- Directed by: Matt Bissonnette Steven Clark
- Written by: Matt Bissonnette Steven Clark
- Starring: Benjamin Ratner Darcy Belsher Kim Huffman Joel Bissonnette
- Cinematography: Brian Pearson
- Edited by: Michael Dowse Annie Ilkow Andrew Kowalchuk
- Music by: Mac McCaughan
- Production companies: Boneyard Film Company Frustrated Film
- Distributed by: Mongrel Media
- Release date: March 10, 2002 (SXSW);
- Running time: 87 minutes
- Country: Canada
- Language: English

= Looking for Leonard =

Looking for Leonard is a Canadian crime comedy-drama film, directed by Matt Bissonnette and Steven Clark and released in 2002.

==Synopsis==
The film stars Benjamin Ratner as Ted and Darcy Belsher as Johnny, an aimless pair of brothers in Montreal who regularly commit small-scale crimes with the help of Ted's girlfriend Jo (Kim Huffman). Jo, however, is more ambivalent about the trio's lifestyle, and spends most of her time reading Leonard Cohen's novel Beautiful Losers while entertaining fantasies of meeting and running off with Cohen to lead a more fulfilling and interesting life. Jo then meets Luka (Joel Bissonnette), an immigrant from the Czech Republic whom she becomes smitten with and begins to date; one day, however, a confrontation between Luka and Ted leaves Luka dead, forcing Ted into hiding while Jo has to protect him by lying to the police that Luka was the aggressor and Ted killed him in self-defense.

==Production==
The film incorporates some footage from the 1965 documentary film Ladies and Gentlemen... Mr. Leonard Cohen. Clark described the decision to incorporate a Cohen motif in the film as symbolic, stating that "It grew out of that urban myth, where you'd hear people say, 'I saw Leonard buying smokes at the corner store,' or 'I saw Leonard womanizing at the bar'. It became an appropriate symbol for us. He's an icon, and our film relies on a lot of icons."

Executive producers on the film included actress Molly Parker, Matt Bissonnette's wife, and filmmaker Lynne Stopkewich.

The film premiered on March 10, 2002 at South by Southwest, and had its Canadian premiere at the Montreal World Film Festival on August 28.

==Critical response==
For the Toronto Star, Geoff Pevere wrote that the film "trades in the kind of deadpan comic sullenness that's far closer to the mopey dopiness of Jim Jarmusch or Aki Kaurismäki than the romantic languor of Leonard Cohen." He compared the film to Jarmusch's Stranger Than Paradise, and concluded that "It's a case of the parts adding up to a hole: At its best (and it does have some very funny sequences) Looking for Leonard reminds you just how comically subversive silence can be."

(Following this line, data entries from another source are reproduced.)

PR #2027, opened 2021-11-14
Fixes circular dependency on syntax sugar

tanatorn:
Fixes this error: 
https://heroku-app97991095.airbrake.io/projects/288439/groups/3142086725441650381?tab=overview

I tested it by running:
`::TransactionGroupingEngine::Nightly.new(start_date: '2021-10-01').run` before and after my change locally to make sure that it does the exception is gone.


garyhtou (approved):
cool!

PR #2036, opened 2021-11-16
Fix z-index on export button toggle

exu3:
Fixes #2034

I tested it out on the other pages that use the same `menu__toggle` class and it doesn't break anything :)

Screen Shot 2021-11-15 at 5 45 01 PM


garyhtou (approved):
Thank you!!

PR #2043, opened 2021-11-18
SMS Login

tanatorn:
Depends on https://github.com/hackclub/api/pull/454

This is the second portion of the SMS login. There's probably a few UX things that we can fix/improve, but this PR was getting pretty big so we can do that in a follow up PR.

## Enrolling

Note: the video shows a bug where it would say "you've successfully enabled blah blah" earlier, it's already fixed.


maxwofford:
I just approved hackclub/api#454.

Can users log in with email code if SMS is enabled on their account? My phone has died before & it sucks being locked out of everything that requires SMS code. Haven't talked to users about this, but I wonder what their preferences are?

tanatorn:
@maxwofford currently, that's not possible. I'm gonna add a gate behind this feature for admins only for now and then we can add more a "preference" option as well before we make it widely available

tanatorn:
PTAL @maxwofford  I ended up gating the features to admin only for now and i'll work on the other stuff in a following PR

maxwofford (approved):
Great! Go for merge, I'm excited to try it out!

PR #3452, opened 2023-01-23
Smaller hidden projects

InternetRamen:
image
Closes #3422


cjdenio (approved):
Thanks! I'd also apply the `muted` class, but this looks great otherwise!

PR #3454, opened 2023-01-24
Fix more deprecated Rails 7 render templates with extensions

albertchae:
Same change as https://github.com/hackclub/bank/pull/3450 but in a few
other places I found

Fixes https://github.com/hackclub/bank/issues/3449

Rails changed this behavior in https://github.com/rails/rails/pull/39164


maxwofford (approved):
Looks good and runs fine on staging!

PR #3466, opened 2023-01-27
Add AI-generated transaction custom memo

kognise:
Adds an admin-only experimental "AI Rename" button to the transaction list. Clicking it suggests a new name, and a save button must be clicked to confirm.

Benefits: for simple transactions it's now absurdly fast to give them names! Everything updates via Turbo Frames too. Workflow go brrr.

Considerations:

- The model isn't fantastic right now, I have a couple improvements to make. Perhaps it should only suggest renames with a high enough level of confidence.
- This could be put under a Flipper gate, but I decided not to because it's admin-only.
- I have no idea how Bank works and probably screwed something up royally here.

Cost: should be next to negligible; absolutely maximum is $3 per month but that's already very conservative.


app/controllers/hcb_codes_controller.rb
```diff
@@ -44,6 +44,33 @@ def show
...
+      response = conn.post(
+        "https://api.openai.com/v1/completions",
+        model: "davinci:ft-hack-club-2023-01-27-18-45-40",
+        prompt: "Amount: $#{amount}\nTransaction Description: #{description}\nHuman-Readable Memo:",
+        echo: false,
+        stop: "\n",
+        temperature: 0,
+        top_p: 1
+      )
+      @ai_memo = response.body["choices"][0]["text"].strip
```
garyhtou: Let's move this to a service. See the `app/services/hcb_codes` folder

app/views/canonical_pending_transactions/_canonical_pending_transaction.html.erb
```diff
@@ -58,14 +58,23 @@
...
+            <span title="<%= pt.local_hcb_code.memo %>">
+              <% if pt.declined? %>
+                DECLINED:
+              <% else %>
+                PENDING:
+              <% end %>
+
+              <%= pt.local_hcb_code.memo %>
+
+              <% if current_user&.admin? && pt.amount_cents < 0 && /^\p{Emoji}/ !~ pt.local_hcb_code.memo %>
```
garyhtou: If `/^\p{Emoji}/ !~ pt.local_hcb_code.memo` is to check if a custom memo has been set, then I think we can use
```ruby
pt.custom_memo.nil?
```

app/controllers/hcb_codes_controller.rb
```diff
@@ -44,6 +44,33 @@ def show
...
+      conn = Faraday.new(headers: {"Authorization" => "Bearer #{Rails.application.credentials.openai.api_key}"}) do |f|
+        f.request :json
+        f.request :retry
+        f.response :json
+      end
+  
+      amount = "%.2f" % (-@hcb_code.amount_cents / 100 / 100)
+      description = @hcb_code.ct.try(:less_smart_memo) || @hcb_code.pt.try(:friendly_memo)
+  
+      response = conn.post(
```
garyhtou: We should handle a non-2XX response

app/controllers/hcb_codes_controller.rb
```diff
@@ -44,6 +44,33 @@ def show
...
+    authorize @hcb_code
+
+    if params[:gen_memo]
+      conn = Faraday.new(headers: {"Authorization" => "Bearer #{Rails.application.credentials.openai.api_key}"}) do |f|
+        f.request :json
+        f.request :retry
+        f.response :json
+      end
+  
+      amount = "%.2f" % (-@hcb_code.amount_cents / 100 / 100)
```
```suggestion
      amount = @hcb_code.amount.abs.to_s
```

app/controllers/hcb_codes_controller.rb
```diff
@@ -44,6 +44,33 @@ def show
...
+      description = @hcb_code.ct.try(:less_smart_memo) || @hcb_code.pt.try(:friendly_memo)
```
garyhtou: great job using friendly memo rather than just `memo`! (sometimes `memo` can contain sensitive info such as our bank account number)

app/controllers/canonical_pending_transactions_controller.rb
```diff
@@ -29,12 +29,14 @@ def set_custom_memo
...
     ::CanonicalPendingTransactionService::SetCustomMemo.new(attrs).run
 
-    if @current_user.admin?
+    if @current_user.admin? && !params[:canonical_pending_transaction][:fronted].nil?
       @canonical_pending_transaction.update(fronted: params[:canonical_pending_transaction][:fronted])
     end
 
-    flash[:success] = "Renamed pending transaction"
-    redirect_to @canonical_pending_transaction.local_hcb_code
+    if !params[:no_flash]
```
garyhtou: sorry is this very picky lol
```suggestion
    unless params[:no_flash]
```

garyhtou (commented):
amazing @kognise! I love this.

a couple of comments

app/controllers/canonical_transactions_controller.rb
```diff
@@ -31,8 +31,10 @@ def set_custom_memo
     }
     ::CanonicalTransactionService::SetCustomMemo.new(attrs).run
 
-    flash[:success] = "Renamed transaction"
-    redirect_to @canonical_transaction.local_hcb_code
+    if !params[:no_flash]
```
maxwofford:
```suggestion
    unless params[:no_flash]
```

kognise:
[fyi, putting this pr on hold for ~1wk to prioritize other work]

maxwofford:
Amazing work here @kognise! @cjdenio @garyhtou because most of the issues here are code-style/CI issues, let's just take on amending the PR to be good to go so @kognise doesn't have to.

app/views/canonical_pending_transactions/_canonical_pending_transaction.html.erb
maxwofford: I think the intent here is to check for custom memos prefixed with emojis, because the trained model always prefixes memos with emojis.

app/controllers/hcb_codes_controller.rb
maxwofford: Just added this! It's simple, but at least we'll get all the details surfaced up in Airbrake so we can start deciding which error cases to spend eng time on handling.

maxwofford:
Want to flag, I found I hit a 429 ratelimit after generating only about 20 memos in the span of about 5 minutes. That was with paid API tokens. Depending on how this ends up getting used we might want to move inference into a background job that inferences new transactions in advance throughout the day.

cjdenio (approved):

garyhtou (approved):

cjdenio:
Rolling back since this breaks memo overflow (for non-admins and Transparency Mode too)

Screenshot 2023-01-31 at 2 51 26 PM

PR #3470, opened 2023-01-30
Let admins delete demo accounts

cjdenio:
This PR adds a button that lets admins clean up demo accounts. It's all `acts_as_paranoid`-ified.

I'm thinking users might be able to delete their demo accounts in the future as well.

Screenshot 2023-01-30 at 12 46 14 PM


app/policies/event_policy.rb
```diff
@@ -53,7 +53,7 @@ def update?
   end
 
   def destroy?
-    user&.admin?
+    user&.admin? && record.demo_mode?
```
maxwofford: Was there an admin destroy route that used to exist for regular orgs?

maxwofford (commented):
Thanks! I'm sure the ops team will be happy to have this.

How does this handle things like https://github.com/hackclub/bank/blob/b7f7e5f64e9bb23052f69404a51ffe5105798d6e/app/services/user_service/can_open_demo_mode.rb#L18?

app/policies/event_policy.rb
cjdenio: Yeah, there already was one (though it's currently broken and I can't find it in the UI)

cjdenio:
Since the event is effectively deleted, another demo account slot will be freed up when a demo account is deleted.

garyhtou (approved):
LGTM. just to double check, it's not possible for demo mode events to have financial data, right? (no disbursements or card charges, etc.)

cjdenio:
Yep! Demo mode accounts don't have any associated financial data

cjdenio:
Reviewed by @maxwofford IRL.

PR #3476, opened 2023-01-31
Create Stripe top-ups for refunded donations

cjdenio:
Fixes #3474, fixes #2064, fixes #3739


app/controllers/stripe_controller.rb
```diff
@@ -136,6 +136,22 @@ def handle_charge_dispute_funds_withdrawn(event)
     head 200
   end
 
+  def handle_charge_refunded(event)
+    charge = event[:data][:object]
+
+    donation = Donation.find_by(stripe_payment_intent_id: charge[:payment_intent])
+    return unless donation
+
+    donation.mark_refunded! unless donation.refunded?
```
garyhtou:
```suggestion
		return if donation.refunded?
```

This should be idempotent. So, we don't want to continue on (and make a topup) if the donation was already refunded

garyhtou (commented):
(i see that the pr might not be complete, just wanted to add a small comment tho!)

app/controllers/stripe_controller.rb
cjdenio: This is somewhat intentional since `DonationService::Refund` already marks the donation as refunded. Maybe the service shouldn't mark it as refunded, and just wait for the webhook?

PR #3478, opened 2023-01-31
New signup flow

cjdenio:


app/models/organizer_position.rb
```diff
@@ -32,14 +32,14 @@ class OrganizerPosition < ApplicationRecord
   belongs_to :user
   belongs_to :event
 
-  has_one :organizer_position_invite
+  has_one :organizer_position_invite, required: false
```
garyhtou: I'm somewhat a fan of using `Partner.representative` (where the Partner is Bank) as the inviter in these scenarios (when users create a new event for themselves). This has a few benefits:

- Every user has an invite to their orgs. Lets us keep Organizer Position Invite as required
	 - Provides us with a more consistent UI. No need to check if invite is `nil?` when showing `creator_bar`
- For initial users, it'll show that Hack Club Bank invited them.
- If/when we integrated with partners (e.g. GiveButter), it will show that GiveButter invited the initial user.

cjdenio: Hmm. I agree with keeping things consistent, but I don't think the user should receive an "invite" to an org they just created on our interface.

garyhtou: could we auto accept their invite?

PR #3483, opened 2023-02-01
Batch of small or relatively safe Rails 7 framework defaults

albertchae:

This PR is best reviewed by commits, but combines several settings which I think are fairly safe to turn on together. If anyone disagrees, I can split it out into a separate PR.

- [TEST ONLY] turn on fixture foreign key checks - bank specs aren't using fixtures anymore, so this setting is inconsequential
- Enable smarter video previewer, we only have 4 videos in bank's activestorage
- isolation_level as thread, since bank is using puma, which is not fiber based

For the National Post, Jeet Heer gave the film two and a half stars, writing that " Looking for Leonard demonstrates how far a film can go on sheer charm. Written and directed by Matt Bissonnette and Steven Clark, it looks like a movie financed entirely by over-strained credit cards. During long static scenes shot in the back alleys and diners, you can vicariously feel the scrounging and penny-pinching that went into every shot. Even though it is set in a big city, there are never any extras, so Montreal somehow becomes a ghost town. Yet the total lack of any cinematic glamour doesn't hurt the film at all. If anything, the scant budget contributes to the scruffy charm of the film. The movie nicely captures a milieu of downtrodden bohemians and small-fry crooks. It helps that all the actors are good, with Huffman putting in a particularly endearing performance."

Rick Groen of The Globe and Mail also rated the film two and a half stars, calling the decision to incorporate footage from Ladies and Gentlemen distracting but asserting that "Stay put, however, and you'll be treated to a lovely pensée where a character distinguishes between the "good and bad" people of the world: The good people wonder if they're bad, while the bad people know they're good. Judged by that standard, Looking for Leonard is good people—its vices are as modest as its virtues."

==Awards==
Ratner won the Vancouver Film Critics Circle award for Best Supporting Actor in a Canadian Film at the Vancouver Film Critics Circle Awards 2002.